* **What is expected**
Locate, in the data below, the line that contains "PR #4701, opened 2023-04-26" and the line that contains "- Rounds the corners"; reproduce exactly those two lines and every line between them, nothing more.

-- Records supplied follows --

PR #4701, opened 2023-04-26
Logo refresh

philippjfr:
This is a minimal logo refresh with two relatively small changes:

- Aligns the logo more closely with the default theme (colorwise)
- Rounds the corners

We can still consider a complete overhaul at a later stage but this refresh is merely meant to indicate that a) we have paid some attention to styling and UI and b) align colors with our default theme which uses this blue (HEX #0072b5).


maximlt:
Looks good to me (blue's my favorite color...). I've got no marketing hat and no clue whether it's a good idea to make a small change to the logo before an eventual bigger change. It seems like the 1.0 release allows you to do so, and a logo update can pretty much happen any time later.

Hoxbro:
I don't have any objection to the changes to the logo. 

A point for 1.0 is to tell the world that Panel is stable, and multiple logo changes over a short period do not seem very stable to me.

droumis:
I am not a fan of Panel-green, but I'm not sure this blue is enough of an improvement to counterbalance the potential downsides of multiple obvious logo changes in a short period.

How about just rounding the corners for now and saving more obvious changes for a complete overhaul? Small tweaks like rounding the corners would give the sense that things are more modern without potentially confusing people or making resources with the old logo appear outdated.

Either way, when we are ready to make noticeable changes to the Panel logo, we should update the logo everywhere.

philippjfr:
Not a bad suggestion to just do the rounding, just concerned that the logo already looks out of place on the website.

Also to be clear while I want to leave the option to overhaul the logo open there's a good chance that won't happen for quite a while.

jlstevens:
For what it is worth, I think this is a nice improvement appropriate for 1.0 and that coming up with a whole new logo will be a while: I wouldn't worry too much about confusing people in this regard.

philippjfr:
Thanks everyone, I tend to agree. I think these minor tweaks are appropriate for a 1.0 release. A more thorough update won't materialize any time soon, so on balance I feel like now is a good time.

-- Records supplied concluded --
-- Records supplied follows --

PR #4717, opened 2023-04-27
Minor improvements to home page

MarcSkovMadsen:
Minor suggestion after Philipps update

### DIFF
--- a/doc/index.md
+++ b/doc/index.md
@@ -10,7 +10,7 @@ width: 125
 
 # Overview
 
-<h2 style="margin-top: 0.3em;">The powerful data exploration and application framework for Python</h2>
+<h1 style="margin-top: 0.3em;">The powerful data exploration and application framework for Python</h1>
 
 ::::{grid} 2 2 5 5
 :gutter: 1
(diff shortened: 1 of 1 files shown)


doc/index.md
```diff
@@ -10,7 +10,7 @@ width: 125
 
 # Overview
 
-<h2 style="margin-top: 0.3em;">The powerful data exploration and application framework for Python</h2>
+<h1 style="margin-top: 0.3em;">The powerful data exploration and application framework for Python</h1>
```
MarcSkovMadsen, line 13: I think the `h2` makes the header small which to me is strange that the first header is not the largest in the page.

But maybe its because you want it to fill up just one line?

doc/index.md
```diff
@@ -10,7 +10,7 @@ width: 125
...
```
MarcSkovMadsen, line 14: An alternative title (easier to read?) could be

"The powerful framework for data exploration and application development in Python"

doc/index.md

-- Records supplied concluded --

* **Output for this task**
PR #4701, opened 2023-04-26
Logo refresh

philippjfr:
This is a minimal logo refresh with two relatively small changes:

- Aligns the logo more closely with the default theme (colorwise)
- Rounds the corners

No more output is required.